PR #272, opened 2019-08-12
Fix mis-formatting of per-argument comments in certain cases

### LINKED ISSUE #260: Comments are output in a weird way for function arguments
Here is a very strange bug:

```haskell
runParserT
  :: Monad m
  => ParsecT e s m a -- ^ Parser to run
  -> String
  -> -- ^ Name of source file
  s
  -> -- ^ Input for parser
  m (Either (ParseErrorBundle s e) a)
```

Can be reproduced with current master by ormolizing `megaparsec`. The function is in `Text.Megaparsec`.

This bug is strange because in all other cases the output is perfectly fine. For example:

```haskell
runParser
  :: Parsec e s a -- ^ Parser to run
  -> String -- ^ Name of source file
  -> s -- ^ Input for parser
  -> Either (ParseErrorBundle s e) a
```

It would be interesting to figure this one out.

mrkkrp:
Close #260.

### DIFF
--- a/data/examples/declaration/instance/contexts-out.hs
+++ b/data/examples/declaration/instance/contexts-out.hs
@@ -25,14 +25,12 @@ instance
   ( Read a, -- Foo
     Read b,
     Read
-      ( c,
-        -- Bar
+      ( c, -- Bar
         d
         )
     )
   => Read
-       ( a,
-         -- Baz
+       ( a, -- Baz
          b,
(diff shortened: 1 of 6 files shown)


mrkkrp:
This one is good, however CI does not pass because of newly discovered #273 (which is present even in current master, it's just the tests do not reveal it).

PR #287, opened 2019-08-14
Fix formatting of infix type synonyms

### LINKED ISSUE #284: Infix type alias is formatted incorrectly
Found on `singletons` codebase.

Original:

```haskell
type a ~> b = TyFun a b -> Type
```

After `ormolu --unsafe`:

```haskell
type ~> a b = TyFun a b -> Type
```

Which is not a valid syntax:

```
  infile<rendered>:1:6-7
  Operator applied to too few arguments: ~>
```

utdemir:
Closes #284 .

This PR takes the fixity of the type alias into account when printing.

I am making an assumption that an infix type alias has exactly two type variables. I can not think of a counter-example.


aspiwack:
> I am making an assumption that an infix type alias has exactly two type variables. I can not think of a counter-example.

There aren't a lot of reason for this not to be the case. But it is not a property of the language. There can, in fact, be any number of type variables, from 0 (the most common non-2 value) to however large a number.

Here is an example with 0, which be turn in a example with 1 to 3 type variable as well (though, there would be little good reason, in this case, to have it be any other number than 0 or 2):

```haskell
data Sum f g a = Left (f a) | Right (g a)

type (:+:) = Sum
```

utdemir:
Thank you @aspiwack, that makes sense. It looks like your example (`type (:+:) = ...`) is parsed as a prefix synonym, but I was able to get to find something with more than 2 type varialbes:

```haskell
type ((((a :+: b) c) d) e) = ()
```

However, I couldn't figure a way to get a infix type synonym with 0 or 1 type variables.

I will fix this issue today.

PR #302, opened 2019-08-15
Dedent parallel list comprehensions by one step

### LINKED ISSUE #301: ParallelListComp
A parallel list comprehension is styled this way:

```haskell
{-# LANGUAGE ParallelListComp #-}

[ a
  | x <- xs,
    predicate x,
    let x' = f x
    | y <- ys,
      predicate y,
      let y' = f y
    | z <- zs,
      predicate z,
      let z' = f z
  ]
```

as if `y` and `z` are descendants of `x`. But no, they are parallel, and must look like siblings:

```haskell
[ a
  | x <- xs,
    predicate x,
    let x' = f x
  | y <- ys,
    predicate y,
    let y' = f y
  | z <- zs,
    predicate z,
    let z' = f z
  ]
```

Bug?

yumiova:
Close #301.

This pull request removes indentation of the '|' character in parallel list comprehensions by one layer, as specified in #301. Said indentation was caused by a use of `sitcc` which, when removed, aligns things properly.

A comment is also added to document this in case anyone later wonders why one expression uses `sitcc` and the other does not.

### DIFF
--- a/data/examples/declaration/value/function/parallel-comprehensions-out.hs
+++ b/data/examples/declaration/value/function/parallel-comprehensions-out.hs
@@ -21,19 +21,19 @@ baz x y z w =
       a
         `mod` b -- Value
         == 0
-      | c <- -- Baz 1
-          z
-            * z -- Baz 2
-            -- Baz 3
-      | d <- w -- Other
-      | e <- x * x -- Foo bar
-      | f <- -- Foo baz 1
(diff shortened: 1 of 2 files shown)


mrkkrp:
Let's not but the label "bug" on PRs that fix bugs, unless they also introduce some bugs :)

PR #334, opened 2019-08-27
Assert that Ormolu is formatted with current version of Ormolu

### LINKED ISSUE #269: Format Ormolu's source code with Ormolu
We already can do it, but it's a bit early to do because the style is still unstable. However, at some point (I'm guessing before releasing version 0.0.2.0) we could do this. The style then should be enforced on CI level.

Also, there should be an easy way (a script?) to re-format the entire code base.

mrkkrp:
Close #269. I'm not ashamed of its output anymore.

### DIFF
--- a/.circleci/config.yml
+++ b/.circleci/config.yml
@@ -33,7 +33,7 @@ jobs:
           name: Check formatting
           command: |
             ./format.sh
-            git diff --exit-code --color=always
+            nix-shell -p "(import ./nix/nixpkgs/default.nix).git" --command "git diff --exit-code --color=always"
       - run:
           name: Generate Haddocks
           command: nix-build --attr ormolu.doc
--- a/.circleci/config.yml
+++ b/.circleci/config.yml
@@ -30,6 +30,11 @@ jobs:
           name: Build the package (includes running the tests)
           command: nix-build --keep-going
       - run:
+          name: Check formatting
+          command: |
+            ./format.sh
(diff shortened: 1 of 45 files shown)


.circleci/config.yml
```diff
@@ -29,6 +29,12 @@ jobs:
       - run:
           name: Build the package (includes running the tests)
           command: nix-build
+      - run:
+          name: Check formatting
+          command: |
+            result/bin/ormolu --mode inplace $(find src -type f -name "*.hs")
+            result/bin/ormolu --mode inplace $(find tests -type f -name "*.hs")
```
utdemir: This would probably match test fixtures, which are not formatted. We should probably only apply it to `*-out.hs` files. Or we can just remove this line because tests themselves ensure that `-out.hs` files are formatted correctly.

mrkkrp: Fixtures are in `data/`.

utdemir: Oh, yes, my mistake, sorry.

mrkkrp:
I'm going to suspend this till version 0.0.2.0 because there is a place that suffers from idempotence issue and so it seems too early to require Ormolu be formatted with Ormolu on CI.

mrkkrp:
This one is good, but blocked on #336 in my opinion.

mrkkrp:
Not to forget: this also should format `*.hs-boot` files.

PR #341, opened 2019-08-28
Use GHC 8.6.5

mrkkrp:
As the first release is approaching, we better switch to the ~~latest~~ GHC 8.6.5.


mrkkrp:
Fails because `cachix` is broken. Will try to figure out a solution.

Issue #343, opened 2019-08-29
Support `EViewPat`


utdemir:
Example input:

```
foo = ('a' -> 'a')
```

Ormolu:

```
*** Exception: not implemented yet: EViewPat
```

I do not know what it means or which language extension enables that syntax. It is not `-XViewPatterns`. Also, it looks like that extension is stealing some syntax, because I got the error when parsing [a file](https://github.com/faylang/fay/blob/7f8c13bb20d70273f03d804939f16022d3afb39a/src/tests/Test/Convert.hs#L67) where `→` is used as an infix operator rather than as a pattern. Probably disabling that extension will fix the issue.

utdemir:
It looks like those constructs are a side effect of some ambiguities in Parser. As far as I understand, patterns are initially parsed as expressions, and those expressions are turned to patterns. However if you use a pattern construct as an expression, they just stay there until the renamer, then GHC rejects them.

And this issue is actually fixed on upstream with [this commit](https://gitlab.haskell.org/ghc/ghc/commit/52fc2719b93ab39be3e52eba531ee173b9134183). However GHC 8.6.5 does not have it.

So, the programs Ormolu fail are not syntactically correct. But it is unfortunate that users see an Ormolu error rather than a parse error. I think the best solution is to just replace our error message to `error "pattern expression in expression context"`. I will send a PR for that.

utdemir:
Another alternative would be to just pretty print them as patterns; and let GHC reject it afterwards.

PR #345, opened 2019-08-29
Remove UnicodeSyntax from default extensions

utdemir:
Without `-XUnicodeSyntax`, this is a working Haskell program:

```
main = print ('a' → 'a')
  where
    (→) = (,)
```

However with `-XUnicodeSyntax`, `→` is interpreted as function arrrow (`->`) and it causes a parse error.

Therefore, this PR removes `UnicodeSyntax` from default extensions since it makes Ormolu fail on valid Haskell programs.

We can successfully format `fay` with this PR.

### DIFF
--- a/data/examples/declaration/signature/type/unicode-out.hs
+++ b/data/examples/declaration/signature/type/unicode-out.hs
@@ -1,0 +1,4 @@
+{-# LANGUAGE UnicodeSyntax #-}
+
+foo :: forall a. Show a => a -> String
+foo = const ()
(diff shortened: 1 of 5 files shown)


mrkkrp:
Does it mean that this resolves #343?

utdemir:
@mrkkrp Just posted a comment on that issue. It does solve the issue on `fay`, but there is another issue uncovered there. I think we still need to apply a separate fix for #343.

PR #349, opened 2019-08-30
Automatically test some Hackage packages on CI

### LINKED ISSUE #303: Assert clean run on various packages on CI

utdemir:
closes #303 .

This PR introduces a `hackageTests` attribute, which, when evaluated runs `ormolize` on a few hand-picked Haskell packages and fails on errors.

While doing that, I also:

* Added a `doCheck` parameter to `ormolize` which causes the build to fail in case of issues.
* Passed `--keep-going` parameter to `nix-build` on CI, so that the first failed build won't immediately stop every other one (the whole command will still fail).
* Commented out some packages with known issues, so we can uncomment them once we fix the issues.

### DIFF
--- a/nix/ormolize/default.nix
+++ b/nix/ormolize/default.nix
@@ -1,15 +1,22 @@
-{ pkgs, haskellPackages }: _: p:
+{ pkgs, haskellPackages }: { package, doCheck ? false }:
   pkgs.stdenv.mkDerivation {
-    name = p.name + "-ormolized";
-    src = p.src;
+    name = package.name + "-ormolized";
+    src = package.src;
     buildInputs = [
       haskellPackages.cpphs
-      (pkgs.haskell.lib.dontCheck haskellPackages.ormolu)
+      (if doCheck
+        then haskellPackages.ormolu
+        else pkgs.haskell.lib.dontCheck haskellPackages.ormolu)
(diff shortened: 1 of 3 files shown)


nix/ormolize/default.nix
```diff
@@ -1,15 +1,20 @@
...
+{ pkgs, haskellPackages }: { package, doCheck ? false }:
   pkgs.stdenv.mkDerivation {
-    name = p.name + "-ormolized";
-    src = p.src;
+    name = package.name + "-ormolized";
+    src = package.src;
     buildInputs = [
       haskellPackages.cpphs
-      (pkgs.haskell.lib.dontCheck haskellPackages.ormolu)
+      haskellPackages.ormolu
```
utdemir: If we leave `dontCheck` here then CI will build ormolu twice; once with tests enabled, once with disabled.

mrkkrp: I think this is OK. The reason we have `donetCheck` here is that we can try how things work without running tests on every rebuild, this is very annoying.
++++++++++
# What is required:
Taking the material above, extract exactly and only the lines from the line with "This pull request" to the line with "Let's not but", inclusive of both.

# Your response:
This pull request removes indentation of the '|' character in parallel list comprehensions by one layer, as specified in #301. Said indentation was caused by a use of `sitcc` which, when removed, aligns things properly.

A comment is also added to document this in case anyone later wonders why one expression uses `sitcc` and the other does not.

### DIFF
--- a/data/examples/declaration/value/function/parallel-comprehensions-out.hs
+++ b/data/examples/declaration/value/function/parallel-comprehensions-out.hs
@@ -21,19 +21,19 @@ baz x y z w =
       a
         `mod` b -- Value
         == 0
-      | c <- -- Baz 1
-          z
-            * z -- Baz 2
-            -- Baz 3
-      | d <- w -- Other
-      | e <- x * x -- Foo bar
-      | f <- -- Foo baz 1
(diff shortened: 1 of 2 files shown)


mrkkrp:
Let's not but the label "bug" on PRs that fix bugs, unless they also introduce some bugs :)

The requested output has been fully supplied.